Characteristic Lengths of Magnetic Field in Magnetohydrodynamic Turbulence

TL;DR

This study investigates the characteristic length scales of magnetic fields in magnetohydrodynamic turbulence, revealing their evolution, saturation levels, and implications for intergalactic magnetic field observations.

Contribution

It provides a numerical analysis of magnetic field length scales in MHD turbulence, especially in weak or zero mean magnetic field conditions relevant to intergalactic space.

Findings

Magnetic spectrum peaks at about half the energy injection scale at saturation.

Energy equipartition scale increases as t^{1.5} during amplification.
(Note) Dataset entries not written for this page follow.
PR #6344, opened 2018-02-22
Propagate fatal errors during macro expansion.

lrytz:
Fixes scala/bug#10552. Previously, fatal errors got swallowed during macro
expansion.  In the case of implicit blackbox macros, a fatal error (for
example OutOfMemoryException) got reported with the message "exception
during macro expansion". For implicit whitebox macros the fatal error is
not even reported unless -Xlog-implicits is enabled. By default, the
user only sees a cryptic "implicit not found" error message.  See #10649.

This commit changes the error handling of exceptions during macro
expansion to propagate fatal errors. Now fatal errors are left uncaught
and crash compilation with a full stack trace instead of getting
swallowed.

```
error: java.lang.OutOfMemoryError
    at Macros$BlackBox$.materializeImpl(so.scala:8)
```

This change caused the sip-19-macro-revised partest to fail since it
previously relied on triggering a stack overflow to fail expansion if
another implicit SourceContext was in scope. Instead, the test now
guards against infinite recursion itself.

### DIFF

Estimated RM standard deviation is ~100 rad/m^2 for clusters.

Abstract

In the framework of turbulence dynamo, flow motions amplify a weak seed magnetic field through the stretching of field lines. Although the amplification process has been a topic of active research, less attention has been paid to the length scales of magnetic field. In this paper, we described a numerical study on characteristic lengths of magnetic field in magnetohydrodynamic turbulence. We considered the case of very weak or zero mean magnetic field, which is applicable to the turbulence in the intergalactic space. Our findings are as follows. (1) At saturation, the peak of magnetic field spectrum occurs at $\sim L_0/2$, where $L_0$ is the energy injection scale, while the most energy containing scale is $\sim L_0/5$. The peak scale of spectrum of projected, two-dimensional field is $\sim L_0$. (2) During the stage of magnetic field amplification, the energy equipartition scale shows a power-law increase of $\sim t^{1.5}$, while the integral and curvature scales show a linear increase. The equipartition, integral, and curvature scales saturate at $\sim L_0$, $\sim 0.3L_0$, and $\sim 0.15L_0$, respectively. (3) The coherence length of magnetic field defined in the Faraday rotation measure (RM) due to the intergalactic magnetic field (IGMF) is related to the integral scale. We presented a formula that expresses the standard deviation of RM, $\sigma_{RM}$, in terms of the integral scale and rms strength of the IGMF, and estimated that $\sigma_{RM}$ would be $\sim 100$ and $\sim$ a few rad m$^{-2}$ for clusters and filaments, respectively.